Robert Bruce (15 March 1813 – 27 June 1862) was a British Army officer who served as Governor to the young Prince of Wales, later King Edward VII.

==Family background==
He was the fourth son of Thomas Bruce, 7th Earl of Elgin, and the Earl's second son by his second wife Elizabeth, daughter of James Townsend Oswald. James Bruce, 8th Earl of Elgin was his elder brother, and his younger brothers included Frederick Wright-Bruce and Thomas Charles Bruce.

==Military service==
Bruce entered the Army at the age of seventeen, with the purchase of a commission as ensign and lieutenant in the Grenadier Guards on 18 June 1830. His promotion to lieutenant and captain was purchased on 22 February 1833. Bruce served as adjutant of the regiment from 28 May 1835 until July 1836 and then on the staff of Sir Edward Blakeney, the commander-in-chief in Ireland. Bruce served as military secretary to his brother Lord Elgin, the governor of Jamaica, from 1841 to 1846, in the meantime being promoted captain and lieutenant-colonel in the Grenadier Guards, again by purchase, on 2 August 1844. He acted again as military secretary to his brother from 1847 to 1854, during Elgin's term as Governor-General of the Province of Canada, and on 20 June 1854 he was granted brevet rank as colonel. He returned to England in that year and served briefly as a surveyor-general at the Board of Ordnance. He was promoted major of his regiment, without purchase, on 16 September 1856, and served until he retired as a lieutenant-colonel on the half-pay unattached list on 7 December 1858.
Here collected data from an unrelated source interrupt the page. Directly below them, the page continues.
PR #1185, opened 2020-11-04
fix(ci): don’t stall ci builds when tests fail

### LINKED ISSUE #1184: Failed builds stall
In #1167 we started seeing that builds stall because the proxy was not shutdown properly. We tried to fix this with [`cypress:run && kill pidof api`](https://github.com/radicle-dev/radicle-upstream/pull/1167/files#diff-7ae45ad102eab3b6d7e7896acd08c427a9b25b346470d7bc6507b6481575d519L118). However this does not work if the tests fail and `cypress:run` exits with a non-zero status code. This again results in failing builds stalling.

geigerzaehler:
Fixes #1184

### DIFF
--- a/package.json
+++ b/package.json
@@ -115,7 +115,7 @@
     "test:integration:debug": "TZ='UTC' run-p --race svelte:watch proxy:start:test-watch wait:debug",
     "test:unit": "jest",
     "test:unit:watch": "jest --watchAll",
-    "wait:test": "wait-on tcp:8080 && yarn svelte:build && yarn false; status=$?; [[ $CI == true ]] && kill `pidof api`; exit $status",
+    "wait:test": "wait-on tcp:8080 && yarn svelte:build && yarn false; status=$?; [ $CI == true ] && kill `pidof api`; exit $status",
     "wait:debug": "wait-on tcp:8080 && yarn cypress:open",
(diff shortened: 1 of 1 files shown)


geigerzaehler:
The first commit fails on purpose to show that it works.

FintanH (approved):
Nice :metal:

xla (approved):
🏰 🐓 ⏰ 📈

package.json
```diff
@@ -115,7 +115,7 @@
     "test:integration:debug": "TZ='UTC' run-p --race svelte:watch proxy:start:test-watch wait:debug",
     "test:unit": "jest",
     "test:unit:watch": "jest --watchAll",
-    "wait:test": "wait-on tcp:8080 && yarn svelte:build && yarn cypress:run && kill `pidof api`",
+    "wait:test": "wait-on tcp:8080 && yarn svelte:build && yarn cypress:run; status=$?; kill `pidof api`; exit $status",
```
rudolfs, line 118: Is there a way to run this workaround only on the Linux CI machine? I had to install `pidof` via brew on mac-n-cheese and my local machine for this to work. This might break running tests for other mac users like @MeBrei.

geigerzaehler: Let’s see if this works: https://github.com/radicle-dev/radicle-upstream/pull/1185/commits/d9d2f0654e2a869cfe958d199ffbdfdafd5b3fb6

geigerzaehler:
I got it to work. Please take another look @FintanH, @xla, @rudolfs

FintanH (approved):
LGTM

rudolfs (approved):

PR #1193, opened 2020-11-05
refactor(ui): convert ipc to TypeScript

geigerzaehler:
We convert `native/ipc.js` to TypeScript. This enables us to use it from
TypeScript files (not only Svelte files) in `./ui`. The reason why we
need to convert the file to TypeScript is that rollup and typescript
don’t seem able to handle JS files and spit out a warning. In general it
also seems to be a good idea to move everything to TypeScript.

One result of this change is that we can remove everything Babel
related.


native/ipc.ts
```diff
@@ -10,26 +13,27 @@ export const OPEN_PATH = "IPC_OPEN_PATH";
 //
 // The workaround is to use the electron native open dialog. As a bonus we
 // can configure it to allow users to create new directories.
-export const getDirectoryPath = () =>
+export const getDirectoryPath = (): void =>
```
rudolfs, line 16:
```suggestion
export const getDirectoryPath = (): string =>
```

It returns the file path that is chosen within the file dialog.

geigerzaehler: Fixed in https://github.com/radicle-dev/radicle-upstream/pull/1193/commits/79e2b4b5d2cab8a3bc660aab9f9e7ee8a4522c5f

xla (dismissed):
🕹 🐢 🍀 🚊

rudolfs (dismissed):
This was [blocking my issue](https://buildkite.com/monadic/radicle-upstream/builds/6196#5be0e621-8e7d-40a5-ade1-e6d6fb02c9ac/294-320).

Thanks for fixing it! 🙏

NunoAlexandre (dismissed):
muy bueno!

rudolfs (approved):

NunoAlexandre (commented):
:ping_pong:

NunoAlexandre (approved):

==Governor of the Prince of Wales==
In 1858 Bruce was appointed governor to the seventeen-year-old Prince of Wales, following the dismissal of the Prince's tutor Frederick Waymouth Gibbs. He attended the Prince during his time at Christ Church, Oxford and Trinity College, Cambridge between 1859 and 1861, and accompanied him on his trips to Rome in 1859 and Canada and the United States in 1860. On 7 December 1859 he was promoted major-general. In 1862 he went with the Prince of Wales on a tour of the Near East, where he caught a fever. He died at St James's Palace in the rooms of his sister Lady Augusta Bruce, later wife of Dean Stanley. Following Bruce's death Sir William Knollys was appointed comptroller and treasurer to the Prince.

==Marriage==
Bruce was married on 2 May 1848 to Katherine Mary, second daughter of Sir Michael Shaw Stewart, 6th Baronet. Their son John McGregor Bruce was born on 10 June 1849 in Doune, Perthshire, Scotland. Katherine was appointed a Woman of the Bedchamber to Queen Victoria in 1866, and was a Lady of the Order of Victoria and Albert. She died on 3 December 1889.